# First project: Old semi V hull conversion



## BottomDweller (Oct 20, 2009)

Hey everyone, 

I’m new to the site and looking for some ideas on converting a v-hull 14 footer that I recently purchased. I’ve been looking through the projects on this site and am so impressed and inspired. What a great site! I am not nearly as experienced and crafty as many of you guys but I am hoping that with some direction and examples, I can do a decent conversion. 

I have a picture of my aluminum boat attached. I recently purchased it from Craigslist and started to paint it with rustoleum but am stopping in order to clean it up a little more. It does not provide me much indication on year, make or manufacture. The good thing is that it does not leak a drop and it has plenty of room at 14 and ½ ft to fit 3 people if needed. 

I guess my main initial question is, “Do you recommend coating the boat with Steel flex or bed liner even though the thing doesn’t leak a drop currently?” If so, will there be an issue with putting this stuff on this older boat (I think the boat was made at about 1965). I’ve seen where some websites do not recommend bed liner and I guess I was a little leery that Steel flex or bedliner would cause corrosive issues on the boat since it is so old. 

Other than that, I am just looking for front decking ideas. I’ve seen many. I don’t have a welder, so aluminum bracing might be out of the question. I think I would need to go with wood bracing. 

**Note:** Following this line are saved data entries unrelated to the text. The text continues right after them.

PR #5943, opened 2025-04-22
check if we capped w2 state wages and show an error if so

mrotondo:
## Link to pivotal/JIRA issue
- https://codeforamerica.atlassian.net/browse/FYST-2048

## What was done?
- We already have a way to show a blocking error on the income review page with a "please review" box next to the offending income form
- I reused this for a new error on W-2s that should only show up if we modified their state wages by capping it to a maximum with the code added in https://github.com/codeforamerica/vita-min/commit/06ec557be385797650cf6b3506f20de2537cde98
## How to test?
- Go through the flow for any state with a persona with a W2
- Modify the W2 in the XML editor to set state wages to a number greater than $9999999999.99
- On the income review screen, verify that a blocking error shows up, and that there is a warning next to the correct W2
- On the W2 edit form, verify that the  state wages has been capped
- Verify that you cannot submit the form without modifying the state wages amount
- Verify that if you modify it to a lower amount, you can succesfully submit the W2 form
- Verify that if you modify it to a higher amount, it gets capped again and fails to submit

### DIFF
--- a/app/models/state_file_base_intake.rb
+++ b/app/models/state_file_base_intake.rb
@@ -1,4 +1,6 @@
 class StateFileBaseIntake < ApplicationRecord
+  DB_NUMERIC_MAX = 9_999_999_999.99
+
   self.ignored_columns = [:df_data_import_failed_at, :bank_name]
 
   devise :lockable, :unlock_strategy => :time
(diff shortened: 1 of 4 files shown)


mrotondo:
The last verification (that the number is re-capped if the form is submitted with a value higher than our max) is actually bugged at the moment (and has been) - I still need to implement that.

mrotondo:
> The last verification (that the number is re-capped if the form is submitted with a value higher than our max) is actually bugged at the moment (and has been) - I still need to implement that.

Belay that - This is a problem beyond the scope of this story, so I'm going to make a new story to deal with this issue more broadly.

DrewProebstel (approved):

PR #5946, opened 2025-04-22
Fyst 2064 md answer to disability proof question not automatically selected

DrewProebstel:
## Link to pivotal/JIRA issue
- https://codeforamerica.atlassian.net/browse/FYST-2064

## What was done?
- Moves the data fields in the MD disability page to conditional partials to eliminate the bug where radio buttons were not filled when returning to the page
- Changes HoneyCrisp to allow multiple follow ups. Definitely a little risky to do.
## How to test?
- navigate to the  MD disability page. fill out "yes, yes" then use the review page to return to the permanent disability page


app/views/state_file/questions/md_permanently_disabled/edit.html.erb
```diff
@@ -36,39 +36,17 @@
...
+      <% end %>
 
-        <div class="white-group">
-          <%= f.cfa_radio_set(:spouse_proof_of_disability_submitted, label_text: t(".spouse_proof_question_html"), collection: [
-            { value: "yes", label: t("general.affirmative") },
-            { value: "no", label: t("general.negative") },
-          ]) %>
-        </div>
-      </div>
+      <% if should_warn_about_pension_exclusion && current_intake.filing_status_mfj? %>
```
mrotondo, line 47: It looks like this condition is the same as the one on line 43 - is that intended?

DrewProebstel: Good catch. Totally not needed.

arinchoi03:
does this work for `spouse_proof_of_disability_submitted` answer persisting? I assume it's broken b/c the spouse & both partials are being shown at the same time. 

I remember when we discussed this similar ticket for ID, we were talking about creating separate controllers, and now I feel like maybe that's what is needed to happen here :(

app/views/state_file/questions/md_permanently_disabled/_both.html.erb
```diff
@@ -0,0 +1,15 @@
+<div class="question-with-follow-up__follow-up" id="both-disability-proof">
+  <div class="white-group">
+    <%= f.cfa_radio_set(:primary_proof_of_disability_submitted, label_text: t("state_file.questions.md_permanently_disabled.edit.primary_proof_question_html"), collection: [
+      { value: "yes", label: t("general.affirmative") },
+      { value: "no", label: t("general.negative") },
+    ]) %>
+  </div>
```
arinchoi03, line 7: if you put these as partials `_primary` here it may make more sense

arinchoi03 (approved):
👏 stellar work and this edit html looks a lot better than it used to be!

app/views/state_file/questions/md_permanently_disabled/edit.html.erb
```diff
@@ -36,39 +35,13 @@
...
-
-        <div class="white-group">
-          <%= f.cfa_radio_set(:spouse_proof_of_disability_submitted, label_text: t(".spouse_proof_question_html"), collection: [
-            { value: "yes", label: t("general.affirmative") },
-            { value: "no", label: t("general.negative") },
-          ]) %>
-        </div>
-      </div>
+      <% if should_warn_about_pension_exclusion && current_intake.filing_status_mfj? %>
+        <%= render partial: "state_file/questions/md_permanently_disabled/spouse", locals: { f: f } %>
```
arinchoi03, line 43: i don't know if these need to be partials anymore but ambivalent

DrewProebstel: I like them as partials but I am happy to change it back.

arinchoi03: Eh just keep them 🤷🏻‍♀️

Thanks ahead of time for any suggestions/responses,

BottomDweller


----------



## River Rider (Oct 21, 2009)

Looks like a great boat to start with. As for the steel flex alot people recomend it and I have never heard or read of any issues with corrosion. The steel flex will help protect the boat as well as make a super slick surface on the bottom to help it slide over stuff.


----------



## danmyersmn (Oct 21, 2009)

I am not using steel-flex on my boat. The decision will be yours. If you decided not to use it then you can leave the bottom bear or paint it. Since you have no leaks to worry about either choice will be fine. You can also seal any leaks that may come up later from the inside using penetrating epoxy. One version of this is gluv-it. Or Cabelas sells a stick of rivet sealer. Its basically a stick of plastic. You heat up the rivet and surrounding area with a propane torch and melt the stuff into/onto the rivet. Its kind of ugly but its a temporary fix. 

You don't need to weld to use aluminium either. Aluminium angle can be fastened using rivets. Aluminium will be slightly lighter, and quite a bit more expensive. Wood is cheap, easy to use, easy to source, and works on dozens and dozens of builds. 

If you clean the hull properly like you would need to in order to paint it then steel-flex will work just fine. If you don't do any prep work at all and just throw on the steel-flex it will not damage your aluminium. It might not stick well and likely it will wear off quicker but as far as corrisive issues and age of the aluminium you have no worries.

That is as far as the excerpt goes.